In 2018, GustoMSC and Barge Master agreed to work together on developing a motion-compensated feeder solution for the first offshore wind projects to be built in the U.S.

The Jones Act-compliance, however, does not stop at construction and requires all ships operating at an offshore wind farm during its operation and maintenance stage to also be U.S.-built, -flagged, -owned, and -crewed.

Looking at this stage of offshore wind farms, two years ago, U.S. company Aeolus Energy signed an agreement with Norway’s Ulstein Design & Solutions to design a Service Operations Vessel (SOV) that would be Jones Act-compliant and fully customised to the company’s requirements.

The high costs of Jones Act-compliance ultimately fall on those in the US

The oil & gas industry in the U.S. has also been hit by the rules of the 1920 law over the recent few months, with the global pandemic in place and oil prices dropping.

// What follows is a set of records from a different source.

PR #30, opened 2018-09-27
Include small push data elements

jchavannes:


cpacia:
Looks like this is only used when testing a script against a bloom filter, correct?

jchavannes:
I actually don't see it used anywhere.  I am using BTCD as a library and ran into this issue.

cpacia:
It's in the filter package. What I'm not understanding though is the need for it as someone looking to get a filter match can use a normal push data to get the same bytes onto the stack.

jchavannes:
I'm not sure.  I am not using it for bloom filters.  `OP_0` was supported but `OP_1` through `OP_16` were missing so I added them.

jchavannes:
I don't see this function used in bloom filters.  That said, these small push data work with bloom filters on normal BCH nodes.

cpacia:
It's in the bloom package inside the bchutil package that is vendored. 

As far small push, I don't know if I see it in the C++ code https://github.com/Bitcoin-ABC/bitcoin-abc/blob/5e02f75dc9233dacbc073a7e8e78c240de8d7de9/src/bloom.cpp#L130

but maybe I could just be reading it wrong.

As I understand the script OP_1 through OP_16 push integers on the stack and bip37 requires the filter be tested against data elements (not integers).

jchavannes:
Ahh, I see it now.  Good catch.  I will look into making a separate function, thanks.

cpacia:
Np. Just submit a new PR with it.

Issue #14, opened 2018-09-13
Convert all addresses in tests from legacy to cashaddress format


cpacia:
Many tests have address strings in them that are decoded for the purpose of the test. The tests may still pass with the legacy address but to make sure the codebase is as true to BCH as possible they should all be converted to cashaddresses. 

This needs to be done after the cashaddress is implemented in `bchutil`.

zquestz:
I am interested in tackling this. If anyone else jumps on it please ping me. =)

cpacia:
I have already have updated some of them but I'm not sure if I got all of them. I'm not actually sure where there are either as you can't easily search for bitcoin addresses.

zquestz:
I will hunt around. =)

zquestz:
You got almost all of them. I found 3 more. Fixed in PR https://github.com/gcash/bchd/pull/32

PR #32, opened 2018-09-28
[Chore] Convert remaining legacy addresses in tests to cashaddr

zquestz:
Just converts the remaining legacy addresses to cashaddr in the test suite. Ran a regexp across all test files. I think this should be all of them. =)

Fixes https://github.com/gcash/bchd/issues/14


cpacia:
Awesome thanks

PR #33, opened 2018-09-28
[Feature] Add Dockerfile to easily setup bchd

zquestz:
Adds a Dockerfile which builds a basic bchd image.

- Mounts a volume at `/data`
- Points the datadir to `/data`
- Points the config file to `/data/bchd.conf` so it can easily be stored and edited.

If you want any tweaks let me know.

Also built the image which you can check out at https://hub.docker.com/r/zquestz/bchd/tags/


cpacia:
LGTM

PR #34, opened 2018-09-28
[Chore] A couple fixes for Go Report Card

zquestz:
Just looked at the most recent go report card and fixed a few miner issues.

- Fixed misspelled words.
- Fixed a couple golint errors around unnecessary return logic.


cpacia:
Also LGTM thanks!

PR #38, opened 2018-10-02
[Feature] Add kubernetes configs for GCE

zquestz:
Documentation and configurations for setting up bchd on Kubernetes.

I also have a node live with a very similar config at `bchd.greyh.at:8333`. Seems to be working quite well, although I am still syncing. =)


cpacia:
LGTM

Issue #41, opened 2018-10-04
Inventory Broadcast Max


cpacia:
Inventory Broadcast Max was a limit in the Core codebase that limited how may txs were relayed to other peers and thus limited the size of blocks that could be created. 

In a quick glance at the codebase I don't see the same thing in bchd, however, there is an effective equivalent in `maxInvTrickleSize` which limits the inv packet to 1000 items. And since the default trickle interval is 10 seconds, this means the node wont send out more than approximately 30mb worth of txs every 10 minutes. 

As part of the zeroconf improvement we will likely be reducing or eliminating the trickle interval so txs are relayed immediately. I'm thinking about making the default trickle interval zero and if the interval is set to zero then the trickle timer is never started and inventory is broadcast immediately. This would leave the trickle in place as a config option. This would address the limit when the interval is zero or very low but maybe we should also look into increasing `maxInvTrickleSize`.

zquestz:
This is done. Woot.

PR #42, opened 2018-10-06
Adjust trickle size and minimum broadcast interval

tyler-smith:
This PR attempts to address issue #41.

This reduces the inventory trickle interval from 10 seconds to 1 millisecond and increases the max size from 1000 to 5000. This makes nodes send more txs at once and reduces the time new txs have to wait before being broadcast. An interval of 0 (that doesn't use a `time.Ticker`) is not supported to prevent a continuous inv flood from starving out other outgoing data tasks in the same `select` as the inv broadcast.

### DIFF
--- a/peer/peer.go
+++ b/peer/peer.go
@@ -32,7 +32,7 @@ const (
 
 	// DefaultTrickleInterval is the min time between attempts to send an
 	// inv message to a peer.
-	DefaultTrickleInterval = 1 * time.Millisecond
+	DefaultTrickleInterval = 50 * time.Millisecond
 
 	// minAcceptableProtocolVersion is the lowest protocol version that a
 	// connected peer may support.
--- a/peer/peer.go
+++ b/peer/peer.go
@@ -43,7 +43,7 @@ const (
 
 	// invTrickleSize is the maximum amount of inventory to send in a single
 	// message when trickling inventory to remote peers.
-	maxInvTrickleSize = 1000
+	maxInvTrickleSize = 5000
 
 	// maxKnownInventory is the maximum number of items to keep in the known
 	// inventory cache.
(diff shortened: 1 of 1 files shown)


cpacia:
@tyler-smith I don't know much about the internals of how the ticker works. Is it minimal CPU overhead to have the interval be 1ms?

tyler-smith:
After rereading the docs and specs I don't think using a time.Timer would have any less overhead than a time.Ticker. The CPU used to drive them should be equal and if sending the inventory takes longer than a millisecond the next tick will be dropped which is what we want.

I'll benchmark them both but don't expect any other change to have less overhead than this one.

zquestz:
I like the idea here, but I think setting the timer to 1ms is a little aggressive. Maybe we should use something in the 20-50ms range. This shouldn't have a huge impact on CPU, and will give us a bit more time to test at 1ms to see if CPU usage has any tangible increase.

That seem reasonable?

tyler-smith:
Sounds good to me. I was talking to Chris about increasing it earlier. He suggested trying to send the inventory right away which I'm working on.

I think making this change is a good first step before testing faster intervals and/or immediate dispatch.

zquestz:
Make sure to update the help screen. Or verify that your changes update it automatically. The current help states:

```
      --trickleinterval=      Minimum time between attempts to send new
                              inventory to a connected peer (default: 10s)
```

tyler-smith:
Yeah that comes from `peer.DefaultTrickleInterval` so it's reflected in the help automatically:

```
      --trickleinterval=      Minimum time between attempts to send new inventory to a connected peer (default:
                              50ms)
```

zquestz:
I think we should merge this. The trickle should default to this faster timing. =)

PR #44, opened 2018-10-07
Fix networkhashps parsing switch from int64 to float64

romainPellerin:
- Error reported querying nodes was: ```json: cannot unmarshal number 4.605279037985576e+18 into Go struct field GetMiningInfoResult.networkhashps of type int64 json: cannot unmarshal number```
- Fixed using float64: ```"networkhashps":4605279037985576000```


romainPellerin:
Will work on it and come back

cpacia:
@romainPellerin where do you see this error? It seems to report correct when I call `getmininginfo`

```
chris@chris-spectre:~$ bchctl getmininginfo
{
  "blocks": 551155,
  "currentblocksize": 24975,
  "currentblocktx": 66,
  "difficulty": 552478796282.1272,
  "errors": "",
  "generate": false,
  "genproclimit": 8,
  "hashespersec": 0,
  "networkhashps": 3868253941678486021,
  "pooledtx": 7,
  "testnet": false
}
```

romainPellerin:
I use btcd/bchd to query other type of nodes, I don't have a bchd node yet (because it is still syncing. This happens when querying ```rpcClient.GetMiningInfo()``` configured on a remote node connected to either Bitcoin ABC, Bitcoin SV, Bitcoin Unlimited, Bitcoin NayBC. You can reproduce this issue by connecting and querying one of those nodes.

tyler-smith:
It makes sense that this would by a floating point data type. Even if there weren't issues it's correct to make it a floating point. The fact that other implementations are apparently using floats only makes this more important.

I haven't had a chance to test yet, but the concept and code lgtm.

PR #46, opened 2018-10-07
Allow completely disabling inventory trickling

tyler-smith:
This change address #41 and makes a TrickleInterval of 0 send all inventory as soon as it's known. Regular ticker interval usage is still supported.

This PR does not disable trickling by default. I'll leave that work and decision making to another changeset.

### DIFF
--- a/peer/peer.go
+++ b/peer/peer.go
@@ -1540,17 +1540,17 @@ out:
 func (p *Peer) queueHandler() {
 	pendingMsgs := list.New()
 	invSendQueue := list.New()
-
-	// If the trickle interval is 0 we create an unstarted Ticker. This will allow
-	// us to select on it without it ever firing. If the trickle interval is
-	// greater than 0 the ticker and trickle queue are used normally.
+	useTrickleQueue := p.cfg.TrickleInterval > 0
 	var trickleTicker *time.Ticker
-	sendInvImmediately := p.cfg.TrickleInterval <= 0
-	if sendInvImmediately {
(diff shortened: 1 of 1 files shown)


cpacia:
Looks good. I will test and report back.

cpacia:
Tested. LGTM. I'll let @zquestz weigh in before merging. For your benefit @zquestz this is really to address the zeroconf issue where txs are not relayed immediately adding latency in the time it takes to make it to a miner. We'll leave the config option to increase the trickle interval because it does slightly reduce bandwidth usage (because it bundles invs) and adds a minimal privacy benefit.

peer/peer.go
```diff
@@ -1586,21 +1596,36 @@ out:
...
+			}
+
+			// If it's a new tx and the trickle queue is enabled then enqueue the inv.
+			if useTrickleQueue {
+				invSendQueue.PushBack(iv)
+				continue
 			}
 
+			// Otherwise send it immediately
+			if p.knownInventory.Exists(iv) {
```
zquestz: Why do we need to check inventory here, and not above before we push it to the queue?

tyler-smith: @zquestz This check happens when consuming the queue below. I assume the reason it's checked during consumption instead of when enqueuing it is that the state of `p.knownInventory` can change so it checks as late as possible.

The check could also be done before enqueuing it but that wasn't how it was originally and I didn't see a reason to add it.

Issue #40, opened 2018-10-04
Handle max peers from a single IP


cpacia:
This comment can be found in server.go
> // TODO: Check for max peers from a single IP.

In April, American Energy Alliance reported that leaders of several U.S. oil producers were to discuss a temporary relief with the Federal Government, with one of the proposals being a temporary waiver of the Jones Act for transporting oil.

The U.S. oil industry has been affected by the law aside from the current situation as well.

Colin Grabow from the Cato institute said: “Jones Act‐​compliant ships are so expensive that there are documented examples of oil being shipped to East Coast refineries from Saudi Arabia for three times cheaper than sending it from the Gulf Coast”.

High costs, in combination with limited numbers of U.S. Jones act-compliant vessels, make for extremely high shipping rates, Grabow said.

This has also been the subject of the CEI report, written by Mario Loyola, who said that the law has imposed hidden costs on U.S. consumers for 100 years now.

The report argues that, instead of protecting the U.S. industry and, ultimately, consumers, the Jones Act is doing just the opposite. “Its chief beneficiaries are foreign exporters into the United States, whom the law in effect protects from American competition”, Loyola states in the report.

One of the recommendations in the report is exempting shipping sectors from the Jones Act where the relevant vessels do not exist in the Jones Act fleet.

“[S]everal kinds of vessels used by other developed industrial countries are no longer made in America partly because of the Jones Act and do not exist in the Jones Act fleet. LNG tankers are one notable example. Relatedly, sectors that do not exist at all in American domestic trade – such as coastal transshipment – should be exempted from the Jones Act”.